Probably the most important advance in the prevention of AIDS-related KS has been the development of drugs that help control HIV infection and AIDS. This has reduced the chance of getting KS.
Testing for Kaposi sarcoma--associated herpesvirus (KSHV), the virus that causes KS, could help manage patients at risk for KS, including those who are HIV-positive or those who will be having an organ transplant and will be taking drugs to suppress their immune system.
Newer drugs, such as valganciclovir, used to treat related herpesviruses such as cytomegalovirus (CMV) can also help treat KSHV infections. These drugs stop the KSHV-infected cells from making more of the virus, although they haven’t been found to help treat KS once it has developed.
Researchers are studying new and different ways to treat KS.
KS lesions depend on the formation of new blood vessels for their growth. Drugs called angiogenesis inhibitors, which block the growth of blood vessels within tumors, may help treat these lesions. For example, the drug bevacizumab (Avastin?) has been shown to cause some KS lesions to shrink or stop growing in a small study. This drug and other angiogenesis inhibitors, such as sirolimus and everolimus, are being studied further.

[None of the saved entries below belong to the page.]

PR #2352, opened 2019-11-16
Move the challenge redirect on new-profile-build inside of async

phirework:


web/src/components/pages/profile/info/info.tsx
```diff
@@ -172,16 +172,17 @@ function ProfilePage({
         if (!(user.account && user.account.basket_token) && sendEmails) {
           await api.subscribeToNewsletter(user.userClients[0].email);
         }
+
         saveAccount(data);
```
rileyjshaw: This isn’t behind an `await` - should we wait for this to complete before redirecting? Or is it just saving data client-side?

phirework: My read of these pieces is that nothing is actually being done with the response `saveAccount` on the frontend, it does a whole bunch of other work asynchronously at `stores/user.ts` but nothing as far as I can tell that we need to wait for. If it was safe to set `isSaving` to false and pop up a notification without an `await`, I would say the redirect should be too. I could be wrong! I guess it wouldn't hurt to add an await, other than making users wait a bit longer to register.

Also, when I was debugging the flow here, the reason the users weren't being logged in properly initially is because they were hitting the redirect before they hit the `addUploads` action, so nothing inside there was even being called.

phirework: Actually, in local testing I'm getting a "you're getting redirected even though there may be unsubmitted data" so I'm gonna throw an await in there.

PR #2362, opened 2019-11-18
Improve challenge referer tracking

rileyjshaw:
TIL [`document.referrer`](https://developer.mozilla.org/en-US/docs/Web/API/Document/referrer) is standard across all major browsers, and reports the same value we would see on the server. This reduces the headache of sending it from the server, to the client, back to the server, that we were discussing earlier.

This change means we'll get the original inbound referer, and will hopefully catch more sources like Twitter, Facebook, etc. Fingers crossed!

Note: Referrer? Referer? Typo [theirs](https://tools.ietf.org/html/rfc1945#section-10.13), not mine :)

### DIFF
--- a/common/challenge.ts
+++ b/common/challenge.ts
@@ -35,7 +35,8 @@ export type ChallengeTeamToken = 'ibm' | 'mozilla' | 'sap';
 export type Enrollment = {
   challenge: ChallengeToken;
   team: ChallengeTeamToken;
-  invite: string;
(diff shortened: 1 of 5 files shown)


rileyjshaw:
Note: this is going to be difficult to test until it's on staging, since localhost runs on HTTP and thus rarely has `document.referrer` set. I'm going to land this now, but please review with comments when you get a chance @phirework.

Drugs called immunomodulating agents both boost the immune system and affect blood vessel growth, so these drugs may be helpful against KS. The oldest of these drugs, thalidomide (Thalomid?), has been shown to help shrink some KS lesions in early studies, but this drug can have side effects that make it hard to take. Related drugs, such as lenalidomide (Revlimid?) and pomalidomide (Pomalyst?), which tend to have fewer side effects, are now being studied.
Some other drugs that are already used to treat other cancers are also being studied for use against KS, including bortezomib (Velcade?), imatinib (Gleevec?), and sorafenib (Nexavar?).
Research into HIV vaccines and antiretroviral drugs also may have a great impact on AIDS-related KS.
KSHV also offers a new target for KS drugs and biologic therapy. Clinical trials are testing whether antiviral drugs that target KSHV may be used for KS.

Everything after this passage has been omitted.